By using more composites, Boeing hopes to cut costs for airlines, along with its own manufacturing expense.

An airplane body made out of composites, essentially high-tech plastics, will require far less heavy maintenance, Bair said. In addition, workers building the jet can snap together much larger pieces rather than rivet smaller parts with hundreds of thousands of fasteners, he said.

Boeing won't decide until next year whether to formally launch the 7E7 program.

However, the company plans to host representatives from more than 40 airlines next week to show off a recently completed mock-up of the plane's interior and update them on 7E7 design.

"We're getting a really good sense of how this airplane is going to go together," Bair said.

Bair said Boeing now plans a base model that will seat about 200 passengers with a range of nearly 9,000 miles.

The wing span will be 193 feet and the fuselage about 182 feet. The plane is expected to have a gross maximum takeoff weight of 452,500 pounds.

At the same time, the company plans to develop a shorter-range version that will go less than half the base model's distance, about 4,000 miles, but still capable of a New York-to-Los Angeles flight.

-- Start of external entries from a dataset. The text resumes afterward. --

PR #7190, opened 2023-12-19
App - handling email validation as en enrollment state

davide-baldo:
Added `WaitForEmailValidation` as an enrollment phase, with its relative view during enrollment.
Removed email validation notification.

Waiting for 10 seconds instead of 5 to keep the API rate low enough to avoid failure, this is valid for both command and portals.


mrinalwadhwa (approved):

mrinalwadhwa:
@davide-baldo that worked great. I changed some text and added the start enrollment again button.

SanjoDeundiak (approved):

PR #7200, opened 2023-12-20
docs: fix the make swift_build command

etorreborre:
The current `make swift_build` command does not work because `xcodebuild` expects an `ockam` executable in `target/release`, even though we should building the `debug` version.

This PR:

 - makes sure that all the Rust code is recompiled before building the Swift code since we eventually need the `ockam` executable
 - copies the `ockam` executable is copied to the right place in debug mode. It feels like the wrong to do it because I couldn't find a way to change the XCode project to pick either the `debug` or the `release` executable when building the Portals application
 - adds 2 convenience commands `make swift_run` and `make_swift_run_release` to build and start the application at once

### DIFF
--- a/implementations/swift/Makefile
+++ b/implementations/swift/Makefile
@@ -1,25 +1,53 @@
 ROOT_DIR := $(realpath $(dir $(firstword $(MAKEFILE_LIST)))/../..)
 
-build: ockam_app_lib
-    # the xcode project expect the ockam executable to be found in the release directory
-	cp $(ROOT_DIR)/target/debug/ockam $(ROOT_DIR)/target/debug/release
-	xcodebuild archive -project ockam/ockam_app/Ockam.xcodeproj/ -scheme "Portals, by Ockam" -configuration Debug -archivePath build/Ockam.xcarchive
-	@echo "Build complete.  See build/Ockam.xcarchive for the built app."
-	@echo "To execute run: build/Ockam.xcarchive/Products/Applications/Portals,\ by\ Ockam.app/Contents/MacOS/Portals,\ by\ Ockam"
-build_release: ockam_app_lib_release xcode_build
-xcode_build:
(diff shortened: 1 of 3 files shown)


implementations/swift/Makefile
```diff
@@ -10,11 +14,11 @@ xcode_build:
 xcode_signed_build:
 	xcodebuild archive -project ockam/ockam_app/Ockam.xcodeproj/ -scheme "Portals, by Ockam" -configuration Release -archivePath build/Ockam.xcarchive -arch $(ARCH)  CODE_SIGN_IDENTITY="${CODE_SIGN_IDENTITY}"  PROVISIONING_PROFILE_SPECIFIER="${PROVISIONING_PROFILE_SPECIFIER}" DEVELOPMENT_TEAM="${DEVELOPMENT_TEAM}"
 ockam_app_lib_release:
-	$(MAKE) -f ../rust/Makefile build_release_ockam_app_lib
+	$(MAKE) -f ../rust/Makefile build_release
```
davide-baldo: wouldn't be easier to move the `ockam_command_release` dependency to `xcode_build`?

etorreborre: I also think it's a bit convoluted. I refactored it (see [3c2be02](https://github.com/build-trust/ockam/pull/7200/commits/3c2be027a6ea9ad0ec06f1ec92e004f5f4f7eaa7)), tell me what you think.

implementations/swift/Makefile
```diff
@@ -1,21 +1,53 @@
...
+# build the Portals application in Release mode
+build_release: build_ockam_release
+	make xcode_build_Release
+
+# build the Portals application in Release mode and sign it
+build_signed: build_ockam_release
+	make xcode_build_signed
+
+# build the Swift code in Debug or Release mode
+xcode_build_%:
```
davide-baldo, line 34: Could the wildcard intercept the `xcode_build_signed` as well?

davide-baldo (approved):

implementations/swift/Makefile
etorreborre: Yes I tested it.

PR #7203, opened 2023-12-21
fix(rust): update unsafe-libyaml dependency

adrianbenavides:


metaclips (approved):
Thanks @adrianbenavides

The airplane would carry about 300 passengers in a single-class configuration, Bair said.

As the market warrants, Boeing will develop a stretch version of the airplane, about 20 feet longer, that will seat 50 more people and have a range of just over 9,500 miles.

Boeing estimates a market for about 2,500 of the 7E7s, with 1,000 each for the base model and stretch version and 500 for the shorter-range model, Bair said. Customers are expected to mainly be domestic and regional airlines in Japan and China.

Boeing currently builds six commercial jet models: the 717 short-haul jet in Long Beach, Calif.; single-aisle 737s and 757s in Renton; and twin-aisle 747s, 767s, and 777s in Everett.

The fuel-efficient 7E7 would eventually replace the company's twin-aisle 767 and single-aisle 757 planes. Boeing has already announced it plans to end new production of 757s late next year. The variants described by Bair resemble the 767 in passenger capacity and range.

Bair did not offer any updates on the company's search for where it will build the 7E7. The company is on track to select a site by the end of the year, although the decision could spill over into early 2004, he said. Boeing's board is also expected to decide whether to offer the airplane for sale to airlines around that time.

"One of the things that will make this a little bit of a complicated process is that all the sites are different," he said. "They have different strengths and different weaknesses and we have a very rigorous process to try to go through and evaluate all of the criteria and establish essentially a scoring system on how these things stack up."

Bair also said the company expects to have major design completed in early or mid 2005, with major assembly starting in 2006. The jet's first flight would come in 2007 with certification and delivery in mid-2008.